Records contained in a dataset
-=-=-=-=-

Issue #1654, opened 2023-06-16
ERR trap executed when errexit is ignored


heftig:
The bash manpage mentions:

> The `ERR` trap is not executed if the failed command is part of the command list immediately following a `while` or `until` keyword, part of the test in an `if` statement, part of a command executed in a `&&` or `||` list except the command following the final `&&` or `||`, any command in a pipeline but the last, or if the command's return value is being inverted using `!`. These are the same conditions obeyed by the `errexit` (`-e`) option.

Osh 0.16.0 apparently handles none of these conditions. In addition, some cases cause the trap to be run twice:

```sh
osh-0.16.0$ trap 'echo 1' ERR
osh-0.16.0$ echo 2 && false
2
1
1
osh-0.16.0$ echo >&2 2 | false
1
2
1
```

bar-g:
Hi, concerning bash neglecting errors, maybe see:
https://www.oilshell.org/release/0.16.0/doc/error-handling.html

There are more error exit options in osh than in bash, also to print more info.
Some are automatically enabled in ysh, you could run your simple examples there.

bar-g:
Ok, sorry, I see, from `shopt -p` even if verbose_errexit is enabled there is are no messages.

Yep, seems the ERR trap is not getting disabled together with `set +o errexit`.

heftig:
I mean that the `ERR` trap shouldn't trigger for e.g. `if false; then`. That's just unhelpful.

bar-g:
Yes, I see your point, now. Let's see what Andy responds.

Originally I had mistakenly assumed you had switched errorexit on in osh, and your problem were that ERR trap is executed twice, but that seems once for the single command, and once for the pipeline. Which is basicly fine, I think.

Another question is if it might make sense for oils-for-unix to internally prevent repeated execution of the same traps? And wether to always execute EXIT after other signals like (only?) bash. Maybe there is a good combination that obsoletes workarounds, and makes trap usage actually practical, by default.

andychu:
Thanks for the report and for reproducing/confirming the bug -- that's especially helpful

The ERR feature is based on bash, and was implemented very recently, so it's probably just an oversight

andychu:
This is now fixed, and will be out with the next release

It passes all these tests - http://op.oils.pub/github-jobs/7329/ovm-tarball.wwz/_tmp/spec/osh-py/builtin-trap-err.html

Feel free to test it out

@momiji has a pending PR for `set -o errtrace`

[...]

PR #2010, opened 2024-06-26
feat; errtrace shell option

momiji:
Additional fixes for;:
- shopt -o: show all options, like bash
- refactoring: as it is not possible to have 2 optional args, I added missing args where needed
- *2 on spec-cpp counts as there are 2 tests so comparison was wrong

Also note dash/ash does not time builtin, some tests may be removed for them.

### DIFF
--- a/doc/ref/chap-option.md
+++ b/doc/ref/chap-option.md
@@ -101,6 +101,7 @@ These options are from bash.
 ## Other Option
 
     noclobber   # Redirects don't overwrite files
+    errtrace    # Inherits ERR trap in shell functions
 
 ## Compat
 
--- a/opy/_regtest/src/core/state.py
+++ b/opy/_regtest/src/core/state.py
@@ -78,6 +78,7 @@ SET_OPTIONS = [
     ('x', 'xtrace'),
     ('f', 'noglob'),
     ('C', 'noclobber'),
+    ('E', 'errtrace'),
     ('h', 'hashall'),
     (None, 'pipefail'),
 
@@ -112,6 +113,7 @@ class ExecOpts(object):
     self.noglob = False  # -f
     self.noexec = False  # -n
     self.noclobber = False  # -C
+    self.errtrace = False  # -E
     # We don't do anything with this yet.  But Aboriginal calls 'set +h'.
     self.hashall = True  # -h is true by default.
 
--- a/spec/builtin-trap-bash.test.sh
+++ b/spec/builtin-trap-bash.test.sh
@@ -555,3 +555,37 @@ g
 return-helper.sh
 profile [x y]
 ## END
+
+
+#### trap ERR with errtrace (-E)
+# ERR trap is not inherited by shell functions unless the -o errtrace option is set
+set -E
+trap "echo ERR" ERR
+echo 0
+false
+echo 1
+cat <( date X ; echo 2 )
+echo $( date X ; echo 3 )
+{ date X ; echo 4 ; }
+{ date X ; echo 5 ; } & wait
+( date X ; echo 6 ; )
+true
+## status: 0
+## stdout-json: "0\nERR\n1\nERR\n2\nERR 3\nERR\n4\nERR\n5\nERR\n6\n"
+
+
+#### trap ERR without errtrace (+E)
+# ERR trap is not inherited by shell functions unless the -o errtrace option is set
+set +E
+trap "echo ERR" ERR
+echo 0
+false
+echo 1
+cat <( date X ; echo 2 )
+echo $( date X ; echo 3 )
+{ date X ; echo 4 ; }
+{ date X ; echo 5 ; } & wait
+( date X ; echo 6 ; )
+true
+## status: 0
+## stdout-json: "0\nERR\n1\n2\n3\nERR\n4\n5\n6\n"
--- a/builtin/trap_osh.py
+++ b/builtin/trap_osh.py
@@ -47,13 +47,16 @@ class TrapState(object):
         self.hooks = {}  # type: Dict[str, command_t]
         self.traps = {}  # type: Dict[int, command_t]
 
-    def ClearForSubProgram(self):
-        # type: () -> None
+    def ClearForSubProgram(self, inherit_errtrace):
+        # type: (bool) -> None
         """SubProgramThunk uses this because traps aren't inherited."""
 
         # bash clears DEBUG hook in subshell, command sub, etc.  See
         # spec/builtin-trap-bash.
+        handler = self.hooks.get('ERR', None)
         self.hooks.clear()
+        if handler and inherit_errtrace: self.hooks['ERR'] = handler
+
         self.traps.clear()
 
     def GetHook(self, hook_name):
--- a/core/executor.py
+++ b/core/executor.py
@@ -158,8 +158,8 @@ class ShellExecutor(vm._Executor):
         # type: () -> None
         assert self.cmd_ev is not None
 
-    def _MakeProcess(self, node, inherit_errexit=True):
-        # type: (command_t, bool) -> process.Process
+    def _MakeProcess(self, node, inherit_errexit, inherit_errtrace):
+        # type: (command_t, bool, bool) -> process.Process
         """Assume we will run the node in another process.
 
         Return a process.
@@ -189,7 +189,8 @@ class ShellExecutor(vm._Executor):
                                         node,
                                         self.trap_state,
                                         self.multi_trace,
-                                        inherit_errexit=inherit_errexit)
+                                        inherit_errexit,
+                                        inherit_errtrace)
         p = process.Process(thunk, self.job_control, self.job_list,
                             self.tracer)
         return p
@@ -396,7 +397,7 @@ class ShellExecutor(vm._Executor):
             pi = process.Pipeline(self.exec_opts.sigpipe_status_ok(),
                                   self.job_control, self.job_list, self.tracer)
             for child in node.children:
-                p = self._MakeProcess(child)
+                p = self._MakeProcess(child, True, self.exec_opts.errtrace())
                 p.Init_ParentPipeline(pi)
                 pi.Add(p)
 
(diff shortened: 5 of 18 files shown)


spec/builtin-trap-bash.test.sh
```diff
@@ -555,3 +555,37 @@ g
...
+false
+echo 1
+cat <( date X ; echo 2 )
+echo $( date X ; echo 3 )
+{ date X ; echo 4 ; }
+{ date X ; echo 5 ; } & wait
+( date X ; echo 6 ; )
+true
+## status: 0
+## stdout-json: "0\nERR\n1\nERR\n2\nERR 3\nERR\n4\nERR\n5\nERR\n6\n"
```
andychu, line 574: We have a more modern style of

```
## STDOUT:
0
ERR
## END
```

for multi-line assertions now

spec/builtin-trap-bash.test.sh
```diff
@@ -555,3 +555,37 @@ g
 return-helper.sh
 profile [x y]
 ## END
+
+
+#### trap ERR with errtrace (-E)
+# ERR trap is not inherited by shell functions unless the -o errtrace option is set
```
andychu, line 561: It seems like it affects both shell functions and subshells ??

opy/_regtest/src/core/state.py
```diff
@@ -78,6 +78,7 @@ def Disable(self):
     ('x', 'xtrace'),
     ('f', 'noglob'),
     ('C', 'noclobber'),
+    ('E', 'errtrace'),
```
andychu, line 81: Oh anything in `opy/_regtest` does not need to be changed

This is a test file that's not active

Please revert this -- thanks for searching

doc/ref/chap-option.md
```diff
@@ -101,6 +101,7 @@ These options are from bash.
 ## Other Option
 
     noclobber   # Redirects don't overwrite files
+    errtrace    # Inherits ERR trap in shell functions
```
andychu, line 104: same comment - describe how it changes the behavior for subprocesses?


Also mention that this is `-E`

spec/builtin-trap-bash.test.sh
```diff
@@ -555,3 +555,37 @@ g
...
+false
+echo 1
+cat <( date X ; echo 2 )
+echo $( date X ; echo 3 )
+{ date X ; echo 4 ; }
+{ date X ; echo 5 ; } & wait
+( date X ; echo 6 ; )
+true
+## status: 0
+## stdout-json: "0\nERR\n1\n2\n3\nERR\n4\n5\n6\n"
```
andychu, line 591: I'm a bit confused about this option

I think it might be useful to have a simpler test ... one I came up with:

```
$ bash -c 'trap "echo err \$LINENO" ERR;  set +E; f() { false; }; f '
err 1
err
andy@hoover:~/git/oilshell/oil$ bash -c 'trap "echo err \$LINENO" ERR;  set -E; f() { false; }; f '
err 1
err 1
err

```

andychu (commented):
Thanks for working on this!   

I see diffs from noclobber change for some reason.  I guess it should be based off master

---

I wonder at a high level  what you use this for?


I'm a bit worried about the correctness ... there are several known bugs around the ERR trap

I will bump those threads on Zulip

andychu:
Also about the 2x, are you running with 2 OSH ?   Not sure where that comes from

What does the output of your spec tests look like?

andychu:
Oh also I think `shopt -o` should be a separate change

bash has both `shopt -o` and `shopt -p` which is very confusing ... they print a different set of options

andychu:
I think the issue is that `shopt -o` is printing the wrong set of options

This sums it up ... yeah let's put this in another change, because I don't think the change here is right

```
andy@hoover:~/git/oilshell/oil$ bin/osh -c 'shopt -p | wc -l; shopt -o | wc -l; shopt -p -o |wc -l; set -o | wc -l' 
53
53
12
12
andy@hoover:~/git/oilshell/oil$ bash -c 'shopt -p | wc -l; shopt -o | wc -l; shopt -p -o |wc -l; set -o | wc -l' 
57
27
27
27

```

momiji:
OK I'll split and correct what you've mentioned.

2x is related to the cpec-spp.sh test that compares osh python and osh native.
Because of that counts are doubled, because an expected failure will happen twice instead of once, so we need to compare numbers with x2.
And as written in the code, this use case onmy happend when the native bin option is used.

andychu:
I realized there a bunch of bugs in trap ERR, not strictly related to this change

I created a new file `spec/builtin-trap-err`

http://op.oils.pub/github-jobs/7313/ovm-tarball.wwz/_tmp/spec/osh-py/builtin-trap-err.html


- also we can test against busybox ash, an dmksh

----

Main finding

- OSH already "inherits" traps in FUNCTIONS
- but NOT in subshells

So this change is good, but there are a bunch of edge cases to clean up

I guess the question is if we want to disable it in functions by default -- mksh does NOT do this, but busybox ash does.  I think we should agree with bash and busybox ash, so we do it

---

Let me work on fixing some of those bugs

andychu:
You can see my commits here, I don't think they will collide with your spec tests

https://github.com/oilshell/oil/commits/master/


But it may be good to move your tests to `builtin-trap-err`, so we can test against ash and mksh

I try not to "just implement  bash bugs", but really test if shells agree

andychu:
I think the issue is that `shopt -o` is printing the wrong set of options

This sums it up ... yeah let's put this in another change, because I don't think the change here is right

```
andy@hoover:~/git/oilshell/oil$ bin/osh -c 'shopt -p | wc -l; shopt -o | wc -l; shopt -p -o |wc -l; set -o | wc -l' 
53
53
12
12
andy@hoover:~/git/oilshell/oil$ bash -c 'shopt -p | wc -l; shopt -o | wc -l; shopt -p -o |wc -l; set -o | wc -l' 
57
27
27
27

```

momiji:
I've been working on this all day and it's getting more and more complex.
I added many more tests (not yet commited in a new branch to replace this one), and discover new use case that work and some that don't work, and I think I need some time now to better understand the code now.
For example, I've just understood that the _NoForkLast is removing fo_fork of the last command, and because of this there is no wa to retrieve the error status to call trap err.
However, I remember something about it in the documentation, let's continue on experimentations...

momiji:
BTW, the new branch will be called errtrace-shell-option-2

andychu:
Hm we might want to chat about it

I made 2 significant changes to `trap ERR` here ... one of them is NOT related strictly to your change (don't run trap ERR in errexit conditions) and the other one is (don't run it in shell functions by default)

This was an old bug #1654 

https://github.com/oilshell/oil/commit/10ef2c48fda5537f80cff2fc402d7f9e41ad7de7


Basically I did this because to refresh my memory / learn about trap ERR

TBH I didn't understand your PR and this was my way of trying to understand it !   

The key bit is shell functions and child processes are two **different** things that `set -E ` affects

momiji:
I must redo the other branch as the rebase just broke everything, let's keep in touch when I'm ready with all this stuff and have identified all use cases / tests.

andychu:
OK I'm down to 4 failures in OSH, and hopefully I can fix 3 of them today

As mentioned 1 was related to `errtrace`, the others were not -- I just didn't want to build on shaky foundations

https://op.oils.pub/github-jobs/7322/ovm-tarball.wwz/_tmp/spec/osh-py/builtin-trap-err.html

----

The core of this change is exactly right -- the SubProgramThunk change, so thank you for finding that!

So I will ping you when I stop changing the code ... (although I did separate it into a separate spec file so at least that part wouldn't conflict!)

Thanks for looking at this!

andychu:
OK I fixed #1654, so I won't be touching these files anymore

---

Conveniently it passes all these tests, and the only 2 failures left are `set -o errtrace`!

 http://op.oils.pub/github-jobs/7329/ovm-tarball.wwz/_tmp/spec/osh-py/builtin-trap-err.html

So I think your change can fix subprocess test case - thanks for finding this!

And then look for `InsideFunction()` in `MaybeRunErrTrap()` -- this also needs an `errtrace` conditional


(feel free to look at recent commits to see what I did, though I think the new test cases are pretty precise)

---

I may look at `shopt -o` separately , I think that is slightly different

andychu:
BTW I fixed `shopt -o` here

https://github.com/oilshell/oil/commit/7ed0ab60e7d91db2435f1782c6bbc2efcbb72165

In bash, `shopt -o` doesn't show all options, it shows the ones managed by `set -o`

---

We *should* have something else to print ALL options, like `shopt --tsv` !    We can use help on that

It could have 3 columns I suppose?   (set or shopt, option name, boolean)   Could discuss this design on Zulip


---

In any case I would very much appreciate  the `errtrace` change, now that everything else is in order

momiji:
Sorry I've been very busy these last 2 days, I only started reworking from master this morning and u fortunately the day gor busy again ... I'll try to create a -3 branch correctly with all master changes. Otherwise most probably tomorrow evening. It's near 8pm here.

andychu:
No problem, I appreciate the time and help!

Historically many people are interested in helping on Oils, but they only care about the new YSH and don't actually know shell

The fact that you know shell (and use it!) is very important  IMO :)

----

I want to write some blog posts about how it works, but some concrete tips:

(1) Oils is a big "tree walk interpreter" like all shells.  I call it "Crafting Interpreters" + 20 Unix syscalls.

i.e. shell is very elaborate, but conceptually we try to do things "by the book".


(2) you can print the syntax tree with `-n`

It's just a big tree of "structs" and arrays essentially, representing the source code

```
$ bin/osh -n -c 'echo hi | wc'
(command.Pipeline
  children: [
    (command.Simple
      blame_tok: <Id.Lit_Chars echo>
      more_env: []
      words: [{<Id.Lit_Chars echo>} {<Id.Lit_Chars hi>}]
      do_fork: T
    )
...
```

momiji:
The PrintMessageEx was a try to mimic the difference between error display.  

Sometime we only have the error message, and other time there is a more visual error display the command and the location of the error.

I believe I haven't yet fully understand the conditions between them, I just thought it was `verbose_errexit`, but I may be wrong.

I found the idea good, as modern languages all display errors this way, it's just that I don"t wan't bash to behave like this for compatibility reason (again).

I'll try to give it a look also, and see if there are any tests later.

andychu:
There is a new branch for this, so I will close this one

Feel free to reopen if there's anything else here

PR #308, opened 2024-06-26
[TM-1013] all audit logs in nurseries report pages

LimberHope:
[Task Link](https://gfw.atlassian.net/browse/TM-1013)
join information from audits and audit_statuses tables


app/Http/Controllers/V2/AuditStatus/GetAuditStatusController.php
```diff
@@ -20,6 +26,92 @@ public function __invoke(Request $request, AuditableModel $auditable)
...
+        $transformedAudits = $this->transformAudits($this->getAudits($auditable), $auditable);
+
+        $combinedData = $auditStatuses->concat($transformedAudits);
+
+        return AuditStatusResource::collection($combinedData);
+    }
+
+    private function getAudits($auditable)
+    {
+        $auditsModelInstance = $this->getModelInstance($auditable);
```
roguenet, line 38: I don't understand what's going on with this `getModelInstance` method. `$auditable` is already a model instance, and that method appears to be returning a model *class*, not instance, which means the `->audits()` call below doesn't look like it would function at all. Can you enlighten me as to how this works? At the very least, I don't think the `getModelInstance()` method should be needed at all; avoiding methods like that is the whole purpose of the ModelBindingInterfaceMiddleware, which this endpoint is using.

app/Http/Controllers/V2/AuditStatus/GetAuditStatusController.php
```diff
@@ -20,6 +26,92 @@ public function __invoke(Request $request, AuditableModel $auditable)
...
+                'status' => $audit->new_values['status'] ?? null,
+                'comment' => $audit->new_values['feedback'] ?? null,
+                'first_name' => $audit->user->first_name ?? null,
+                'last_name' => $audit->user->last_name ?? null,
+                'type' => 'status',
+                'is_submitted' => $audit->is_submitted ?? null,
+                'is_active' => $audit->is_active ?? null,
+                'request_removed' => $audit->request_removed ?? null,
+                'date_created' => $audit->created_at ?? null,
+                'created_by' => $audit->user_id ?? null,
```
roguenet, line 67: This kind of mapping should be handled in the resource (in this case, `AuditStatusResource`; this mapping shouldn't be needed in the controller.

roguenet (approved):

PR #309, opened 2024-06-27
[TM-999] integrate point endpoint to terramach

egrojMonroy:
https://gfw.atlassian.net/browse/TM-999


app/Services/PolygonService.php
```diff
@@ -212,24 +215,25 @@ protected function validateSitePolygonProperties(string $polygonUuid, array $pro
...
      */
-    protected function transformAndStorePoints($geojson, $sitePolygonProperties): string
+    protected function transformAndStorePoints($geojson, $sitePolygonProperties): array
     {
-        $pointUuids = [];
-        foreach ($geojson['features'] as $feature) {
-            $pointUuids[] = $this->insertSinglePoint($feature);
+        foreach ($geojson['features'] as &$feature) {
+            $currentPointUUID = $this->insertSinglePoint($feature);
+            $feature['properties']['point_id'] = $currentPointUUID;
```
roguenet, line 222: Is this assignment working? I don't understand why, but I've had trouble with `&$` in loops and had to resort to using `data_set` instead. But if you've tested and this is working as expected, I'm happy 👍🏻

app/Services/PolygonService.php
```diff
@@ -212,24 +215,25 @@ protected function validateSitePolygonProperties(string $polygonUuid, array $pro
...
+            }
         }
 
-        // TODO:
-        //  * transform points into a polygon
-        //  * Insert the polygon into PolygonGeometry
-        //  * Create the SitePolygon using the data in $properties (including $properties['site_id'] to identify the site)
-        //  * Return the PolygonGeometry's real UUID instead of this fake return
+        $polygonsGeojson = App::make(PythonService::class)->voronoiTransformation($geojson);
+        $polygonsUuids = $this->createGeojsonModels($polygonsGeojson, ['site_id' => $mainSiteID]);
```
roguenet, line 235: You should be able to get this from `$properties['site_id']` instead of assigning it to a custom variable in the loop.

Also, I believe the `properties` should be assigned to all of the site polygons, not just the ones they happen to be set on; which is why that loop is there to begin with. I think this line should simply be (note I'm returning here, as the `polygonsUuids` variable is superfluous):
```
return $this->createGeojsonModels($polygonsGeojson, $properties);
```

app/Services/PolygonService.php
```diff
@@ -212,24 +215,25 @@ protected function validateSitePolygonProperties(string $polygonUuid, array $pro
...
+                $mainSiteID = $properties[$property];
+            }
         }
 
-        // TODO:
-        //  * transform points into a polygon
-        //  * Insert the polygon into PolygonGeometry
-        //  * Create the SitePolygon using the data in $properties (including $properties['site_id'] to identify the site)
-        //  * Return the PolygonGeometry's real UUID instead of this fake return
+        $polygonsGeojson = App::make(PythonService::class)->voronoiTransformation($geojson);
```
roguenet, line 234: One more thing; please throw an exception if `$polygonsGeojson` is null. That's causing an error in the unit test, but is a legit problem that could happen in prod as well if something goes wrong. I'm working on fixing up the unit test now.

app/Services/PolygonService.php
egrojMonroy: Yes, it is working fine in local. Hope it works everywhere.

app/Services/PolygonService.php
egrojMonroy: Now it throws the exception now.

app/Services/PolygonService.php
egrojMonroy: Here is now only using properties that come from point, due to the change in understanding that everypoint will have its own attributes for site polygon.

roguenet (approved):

-=-=-=-=-

Task prompt
Reproduce each line of the records in which the string "fixing" appears.

Solution for this task
Let me work on fixing some of those bugs
roguenet, line 234: One more thing; please throw an exception if `$polygonsGeojson` is null. That's causing an error in the unit test, but is a legit problem that could happen in prod as well if something goes wrong. I'm working on fixing up the unit test now.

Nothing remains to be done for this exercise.